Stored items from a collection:
Segment Open

PR #670, opened 2021-07-30
capi: avoid specifying containerd version for Flatcar

dongsupark:
Containerd version in Flatcar could be different from the default containerd version for other distros.
However, it is difficult to update the version in the code every time when Flatcar stable gets released.
Instead, delete the Flatcar-specific version, and take a different approach, specifying a user-defined containerd json config.

Now that Flatcar-specific versions and sha256 variables are gone, in `hack/image-build-flatcar.sh`, we need to provide containerd.json that includes Flatcar-specific version to the make command.

Users are also allowed to pass their own Flatcar version and sha256. e.g.

```
FLATCAR_CONTAINERD_VERSION=1.5.4 hack/image-build-flatcar.sh
```

### DIFF
--- a/images/capi/hack/image-build-flatcar.sh
+++ b/images/capi/hack/image-build-flatcar.sh
@@ -6,12 +6,20 @@ export VAGRANT_VAGRANTFILE=${VAGRANT_VAGRANTFILE:-/tmp/Vagrantfile.builder-flatc
 export VAGRANT_SSH_PRIVATE_KEY=${VAGRANT_SSH_PRIVATE_KEY:-/tmp/vagrant-insecure-key}
 export VAGRANT_SSH_PUBLIC_KEY=${VAGRANT_SSH_PUBLIC_KEY:-/tmp/vagrant-insecure-key.pub}
 
+CONTAINERD_TMPDIR="$(mktemp -d)"
+CONTAINERD_CHECKSUM_FILE="${CONTAINERD_TMPDIR}/containerd-sha256sum"
+PACKER_VAR_FILES_CONTAINERD="${CONTAINERD_TMPDIR}/containerd.json"
+
 usage() {
     echo "Usage: $0 [<channel>] [<version>]"
     echo "          <channel> is one of: edge alpha beta stable (defaults to"
     echo "                      stable)"
     echo "          <version> release version to use (defaults to the latest"
     echo "                      release available for <channel>)"
+    echo ""
+    echo "To specify Flatcar-specific containerd version and/or its sha256:"
+    echo ""
+    echo "  FLATCAR_CONTAINERD_VERSION=1.5.4 FLATCAR_CONTAINERD_SHA256=abcd... ./hack/image-build-flatcar.sh"
 }
 # --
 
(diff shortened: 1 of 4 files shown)


codenrhoden (commented):
Hi @dongsupark,

That's awesome news!

These values are now the same as what is in `images/capi/packer/config/containerd.json`. Is there an expectation that in the future Flatcar will need to maintain a different default than the other providers? If not, the lines being edited here can be deleted instead of changing them, and Flatcar will just pick up the "global" default that is already being set.  These flatcar-specific values were essentially overrides that are no longer needed if I am understanding correctly.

Segment Closed

▶ [TASK TO COMPLETE] Extract the first line above and each line after it up to and including the one with "<version> release version", please, exactly and with nothing else.

▶ [WRITTEN ANSWER]
PR #670, opened 2021-07-30
capi: avoid specifying containerd version for Flatcar

dongsupark:
Containerd version in Flatcar could be different from the default containerd version for other distros.
However, it is difficult to update the version in the code every time when Flatcar stable gets released.
Instead, delete the Flatcar-specific version, and take a different approach, specifying a user-defined containerd json config.

Now that Flatcar-specific versions and sha256 variables are gone, in `hack/image-build-flatcar.sh`, we need to provide containerd.json that includes Flatcar-specific version to the make command.

Users are also allowed to pass their own Flatcar version and sha256. e.g.

```
FLATCAR_CONTAINERD_VERSION=1.5.4 hack/image-build-flatcar.sh
```

### DIFF
--- a/images/capi/hack/image-build-flatcar.sh
+++ b/images/capi/hack/image-build-flatcar.sh
@@ -6,12 +6,20 @@ export VAGRANT_VAGRANTFILE=${VAGRANT_VAGRANTFILE:-/tmp/Vagrantfile.builder-flatc
 export VAGRANT_SSH_PRIVATE_KEY=${VAGRANT_SSH_PRIVATE_KEY:-/tmp/vagrant-insecure-key}
 export VAGRANT_SSH_PUBLIC_KEY=${VAGRANT_SSH_PUBLIC_KEY:-/tmp/vagrant-insecure-key.pub}
 
+CONTAINERD_TMPDIR="$(mktemp -d)"
+CONTAINERD_CHECKSUM_FILE="${CONTAINERD_TMPDIR}/containerd-sha256sum"
+PACKER_VAR_FILES_CONTAINERD="${CONTAINERD_TMPDIR}/containerd.json"
+
 usage() {
     echo "Usage: $0 [<channel>] [<version>]"
     echo "          <channel> is one of: edge alpha beta stable (defaults to"
     echo "                      stable)"
     echo "          <version> release version to use (defaults to the latest"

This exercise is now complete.